Comments to the Authors:

Please note here if the review is uploaded as an attachment.

Reviewer #1: # Summary and general comments

In this manuscript, Ecker, Santander et al conduct an in-silico study of a state-of-the art, biophysically detailed simulation of seven cortical columns of rat's primary somatosensory cortex. This model has been described and characterized in separate preprints (refs [35] and [36] in the text), as the reduced version (~200K neurons) of a larger model (4.2M neurons). The study is centered on the characterization of assembly-like, stimulus-evoked activity, and on the relation between assembly membership and circuit's anatomical structure. I find the work well written, original, technically sound, and quite remarkable in terms of biophysical realism. However it appears to me that most of the results are the direct outcome of the circuit's structural and dynamical properties. In summary, repeated patterns of activity are injected through thalamic afferents, activating consistently specific sets of neurons (early assemblies), delayed inputs facilitate activations in other sets of neurons (mid assemblies), finally recurrent connectivity causes further signal propagation across the whole population (late assembly). Factors such as calcium spikes and nonlinear interactions between clustered synapses also favor neural activations, when present, increasing transmission efficiency.

I find this work an interesting example of how a bottom-up approach can consistently and cohesively reveal large-scale circuit properties, offering more quantitative insights and predictions precluded to simpler models of pointwise neurons. Especially in quantifying more precisely how different circuit properties concur in generating evoked assembly-like activity. There are however some noteworthy limitations, that is important to mention.

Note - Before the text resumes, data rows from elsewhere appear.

PR #400, opened 2026-07-22
fix(core): emit in-flight tool_use blocks so running tools survive transcript rehydration (#399)

### LINKED ISSUE #399: parseSessionMessages drops in-flight (unpaired) tool_use blocks — running tool calls vanish on transcript rehydration
## Summary

`parseSessionMessages` (`packages/core/src/state/jsonl-parser.ts`) never emits a `tool_use` that has no matching `tool_result` yet — i.e. **a tool call that is still in flight**. The block is stashed in `pendingToolUses` and only becomes a `role:"tool"` `ChatMessage` once its `tool_result` arrives. A tool that never completes (because the turn is mid-flight when the transcript is read) stays stuck in the map and is silently dropped from the reconstructed history.

This makes a REST/transcript rehydration structurally unable to represent a running tool call. It's the history-side twin of the live-stream gap tracked in **paddock#175**.

## Impact (observed in Paddock)

Paddock renders a chat two ways: a live WebSocket stream (shows in-flight tool activity fine) and a history rebuild from the transcript via `parseSessionMessages` (used on every page load/refresh). While a long-running foreground `Agent`/Task sub-agent is executing:

- **Live view:** the `Agent` tool block shows `RUNNING` with its sub-agent's tool calls streaming in.
- **After a refresh:** the `Agent` block **vanishes** — the rebuilt history omits the unpaired `tool_use`, so the last visible entry is the assistant *text* that preceded it. It reappears only once the sub-agent finishes and the `tool_result` lands.

Reproduced against a real transcript: tail is `assistant text → assistant tool_use:Agent → (later) user tool_result`; with the final line absent (mid-turn), the tool block is not emitted.

## Root cause

In `parseSessionMessages`:

- Assistant `tool_use` blocks are captured into `pendingToolUses` (jsonl-parser.ts:~360) but **not emitted**.
- A `role:"tool"` `ChatMessage` is pushed only in the `tool_result` branch (jsonl-parser.ts:~282), which then deletes the pending entry.
- Any `tool_use` left in `pendingToolUses` at EOF is never surfaced.

## Proposed fix (option 1 from the diagnosis)

Emit in-flight `tool_use` blocks as `role:"tool"` messages in a **pending/running** state, upgraded in place when the matching `tool_result` arrives.

Suggested shape:

- Add an optional discriminator to `ChatToolCall`, e.g. `pending?: boolean` (or `status?: "running" | "complete"`), so consumers can render a spinner instead of a completed block. For a pending tool: `output: ""`, `isError: false`, `durationMs` undefined, `pending: true`.
- Prefer **emit-on-`tool_use`, upgrade-on-`tool_result`** over a final EOF flush, so ordering is preserved (the pending block sits in its correct chronological position) and there's a single code path. The `tool_result` branch then updates the already-emitted message (keyed by the tool_use `uuid`) rather than pushing a new one.
- Keep uuid anchoring identical to today (the originating `tool_use` entry's `uuid`) so per-message UI state stays stable across the pending→complete transition and across reloads.
- Respect the existing `limit` option.
- Keep behavior consistent across both loops in the file if the metadata/limited path also pairs tools.

## Tests

Add to `packages/core/src/state/__tests__/jsonl-parser.test.ts`:

- A transcript ending in an unpaired `tool_use` emits exactly one `role:"tool"` message with `pending:true` (empty output, no duration).
- Appending the matching `tool_result` upgrades the same message (same `uuid`) to a completed tool call (`pending` falsy, output/duration populated) — no duplicate.
- Ordering preserved when a pending tool_use is followed by later assistant text.
- `limit` still respected.

## Downstream

Paddock will consume the `pending` flag to render a running tool block on refresh (fixes the disappearing `Agent` box). Cross-ref **paddock#175** (live-stream side). No change needed to the live translator for this issue — this is purely the transcript-parse path.

edspencer:
## Summary

Closes #399.

`parseSessionMessages` (`packages/core/src/state/jsonl-parser.ts`) never emitted a `tool_use` block that had no matching `tool_result` yet — an **in-flight tool call**. The block was stashed in `pendingToolUses` and only became a `role:"tool"` message once its result arrived, so a running tool (e.g. a foreground `Agent`/Task sub-agent) **vanished from the rebuilt history on page refresh** and only reappeared once the sub-agent finished. This is the history-side twin of paddock#175.

## Fix (option 1 from the diagnosis)

**Emit-on-`tool_use`, upgrade-on-`tool_result`** — single code path, chronological order preserved:

- A `tool_use` is emitted immediately as a `role:"tool"` message in a **pending** state: `pending: true`, `output: ""`, `isError: false`, `durationMs` undefined.
- When the matching `tool_result` arrives, the **same message is upgraded in place** (keyed by the tool_use's recorded index) — its `uuid` and array position are preserved, `pending` is dropped, and output/duration/error are filled in. No duplicate entry.
- Pending tool messages are emitted **after** the assistant text of the same line, so a response carrying both text and a tool_use keeps text-before-tool order.
- The `limit` option is respected (a pending message now occupies a slot); an **orphan** `tool_result` with no seen/emitted `tool_use` still falls back to pushing a fresh completed message.

### API change

Adds an optional discriminator `pending?: boolean` to the `ChatToolCall` interface (additive, non-breaking) so consumers can render a running spinner. Chose `pending?: boolean` over `status` per the issue's guidance.

The metadata/limited path (`extractSessionMetadata`) does **not** pair tools, so no change was needed there — the only tool-pairing loop is inside `parseSessionMessages`.

## Tests

Added to `packages/core/src/state/__tests__/jsonl-parser.test.ts` (with 3 new fixtures):

- Unpaired `tool_use` → exactly one `pending: true` tool message (empty output, no duration, anchored to the tool_use uuid).
- Appending the `tool_result` upgrades the **same** message (same uuid) to completed — no duplicate.
- Ordering preserved when a pending `tool_use` precedes later assistant text.
- `limit` still respected with pending tool messages.

## Verification

- `pnpm --filter @herdctl/core test` — all parser tests green (54/54 in the file; the only suite-wide failure is a pre-existing `directory.test.ts` permission test that fails **only** because this dev box runs as root and ignores `chmod 0o444` — it fails identically on untouched `main` and passes in CI's non-root runner).
- `pnpm typecheck` — green across all 11 packages.
- `pnpm build` — green across all 7 packages.
- Changeset added (`@herdctl/core` minor).

## Summary by CodeRabbit

- **New Features**
  - In-progress tool calls now appear in reconstructed conversation history immediately.
  - Pending tool calls can be identified for displaying a spinner or other active-state indicator.
  - Pending entries update to completed results without duplication or losing their position.

- **Bug Fixes**
  - Prevented running tools from disappearing after refreshing or reloading session history.


edspencer (commented):
This PR fixes #399: `parseSessionMessages` now emits an in-flight `tool_use` (one with no `tool_result` yet) immediately as a `role:"tool"` message in a `pending` state, and upgrades that same message in place when the `tool_result` later arrives — so a running tool survives transcript rehydration instead of vanishing. Adds an additive `pending?: boolean` to `ChatToolCall`.

I read `jsonl-parser.ts` in full, the `tool-parsing.ts` extraction helpers, the new/updated tests and all three new fixtures, and traced the two consumers of `parseSessionMessages` (`session-discovery.ts`'s mtime-keyed message cache, and the test suite). I hand-traced the emit/upgrade/limit paths against the `multi-tool`, `split-tool-blocks`, and the three new pending fixtures. The logic holds up: `messages` is append-only so the recorded `messageIndex` never shifts, chronological order (text-before-tool) is preserved, the `limit` cap is honored on both the pending-emit and orphan-result paths, and a completed call correctly drops `pending`. Could not run the suite (deps not installed / offline), but the assertions match my trace. No blocking issues found.

edspencer:
Key checks performed:
- **Index stability**: `pending.messageIndex` is used to upgrade in place; `messages` is only ever `push`ed (never spliced), so recorded indices stay valid. ✓
- **Ordering**: pending tool messages are emitted after the assistant text of the same line, and completed tools are upgraded in their original (tool_use) position rather than re-pushed at result time — order matches existing `multi-tool`/`split-tool-blocks` expectations. ✓
- **limit**: honored at loop top, on assistant-text emit, on each pending-emit (`break`), and on the orphan-result fallback. When `limit` suppresses the pending emit, `messageIndex` stays undefined and the later result falls to the limit-guarded orphan path. ✓
- **Cache interaction**: `session-discovery.ts` caches parsed messages keyed by file mtime; when the tool_result is appended live the mtime changes and the reparse upgrades the pending entry, so no stale-pending bug. ✓
- **Unidentified blocks**: `tool_use` blocks with no `id` are skipped for emission (can't be paired). ✓

No findings to report — reads as a correct, well-tested, additive change.

Reviewed 6 changed files (12 hunks); 0 findings.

First and foremost, the work focuses exclusively on assemblies directly evoked by injected stimuli, with no mentions of spontaneous activity. However a lot of interest is devoted to why and by which mechanisms assemblies emerge during spontaneous activity, and on the similarities between the spontaneous assemblies and those evoked by stimuli (e.g. refs [10,11,13,58] in main text). I think it should be explained why this aspect has not been investigated in the paper, despite its centrality in both experimental and modeling work.

Second, I find it curious that about 150 ms after stimulus onset the same, broadly distributed late assembly activates for every stimulus in the input set. This is an interesting model prediction I am not fully convinced about (it seems unjustified in terms of energy cost, for a patterns that seems quite uninformative). I also wonder how much of it is due to the presence of the broad, unspecific POm component that comes with every input stimulus. For example it would be interesting to see if it is still present in the absence of POm stimulus, and to what extent. Perhaps it should be better explained and justified why input stimuli have both a clustered and a more spread-out component.

# Minor points

P0 - The manuscript does not have line numbers. I am surprised they are not a strict requirement, but even so please do add them in the future, as they would simplify the process of revising and editing.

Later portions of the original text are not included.